A man arrives, of course. It helps that he's the absurdly sumptuous Melvil Poupaud. In addition to being delicious and French, he's benign and sturdy, though the film thankfully spares us from making their language barrier into a trite metaphor (man / woman). And so we arrive at the midsection swelled with jouissance. As simply as the movie falls into its daydreamy affair, however, so seamlessly does it oscillate to Nora's neurosis. Here, a woman so accustomed to failure, battles with her inability to yield to what just might be exceptionally good. She asks to define their romance in the bathtub - obviously investing a great deal of emotion into their union. "We have no contract," Julien replies. The film certainly simplifies Julien, but it is not his film. He is the catalyst for Nora's introspection. Such is the strength of the Romantic Comedy structure. He must eventually return to Paris, and invites her along. When she does not follow, so begins Nora's reevaluation of life.

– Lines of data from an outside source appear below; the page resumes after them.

PR #933, opened 2018-02-28
Add IPV6_UNICAST_HOPS to fuchsia module

### LINKED ISSUE #932: IPV6_UNICAST_HOPS not defined on Fuchsia
#925 added a bunch of `IPV6_MULTICAST_*` definitions, and _mostly_ applied them consistently between notbsd unix and fuchsia, but seems to have left off `IPV6_UNICAST_HOPS` in particular from the fuchsia module. From a shallow look, it seems like a simple oversight, the fix is probably to add it with the same value as notbsd.

This is causing net2 0.2.32 to fail to compile on Fuchsia, I'm temporarily working around this by pinning to net2 0.2.31.

Happy to provide a PR if it's the simple one-liner it appears to be, but wanted to sanity-check first.

ping @bluejekyll as author of the patch

raphlinus:
Recent change #925 added constants for IPV6 multicast, but seems to have inadvertently left off IPV6_UNICAST_HOPS from the fuchsia module.

Fixes #932

### DIFF
--- a/src/fuchsia/mod.rs
+++ b/src/fuchsia/mod.rs
@@ -1486,6 +1486,7 @@ pub const IP_HDRINCL: ::c_int = 3;
 pub const IP_ADD_MEMBERSHIP: ::c_int = 35;
 pub const IP_DROP_MEMBERSHIP: ::c_int = 36;
 pub const IP_TRANSPARENT: ::c_int = 19;
+pub const IPV6_UNICAST_HOPS: ::c_int = 16;
 pub const IPV6_MULTICAST_IF: ::c_int = 17;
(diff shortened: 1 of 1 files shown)


raphlinus:
Note: I confirmed that this is the correct constant in [our fork of musl](https://fuchsia.googlesource.com/zircon/+/master/third_party/ulib/musl/include/netinet/in.h#326).

bluejekyll:
Thanks for fixing this! Definitely an oversight.

bluejekyll:
Hm, this may cause issues on the Redox targets as well.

True, having a man be the only possible catalyst for self discovery is not the most progressive of approaches. But once more, we are reading the film from the structural standpoint of a romantic comedy. This is how it occurs in such films. Genre carries with it strict rules of conduct which Broken English wholeheartedly respects; where there is room for liberties, however, is where shines brightest.

Of course, combining two of my favorite P's (Parker, Paris) endears me to it greatly (all that's missing is the Pet Shop Boys' soundtrack). Cause you know she goes to Paris to find Julien. Her scenes there with Drea De Matteo are a comical delight, but it is Posey's ability to balance the humor with turmoil that makes it her best acting credit to date. Make no mistake, the film is Posey's most humanely dark. Her misery is heartwrenching, but it does provoke a personal liberation. Cause, yes, it being a RomCom, she comes to the realization that she so desperately needs. And this moment is of such great importance that the film's final (if not entirely guessable) surprise seems but a pleasant addendum.

Mary's all grown up. Well, she's on the right track, anyway. The film really could be viewed as a thematic sequel to Party Girl - just swap Judy Lindendorf (Sasha Von Scherler) for Gena and the gay guy for Drea (neither are much of a stretch). What happens when the lights come up and you're 35? Thanks to Parker, I kind of know what to expect. Thank god I've got a decade to prepare...

1 Comments:

Blogger reassurance said...

I'm glad you pointed out the eternal flaw of Broken English, being the equation of Nora's happiness and her finding of her man. The answer to her problems trivializes her (very) human complexities that transpire through the rest of the film. I, like you, have looked past this fault, blamed it on Zoe, and adored the film for all that is Parker (which not a lot of people did).

Also, I must admit that I adore the title of this blog entry.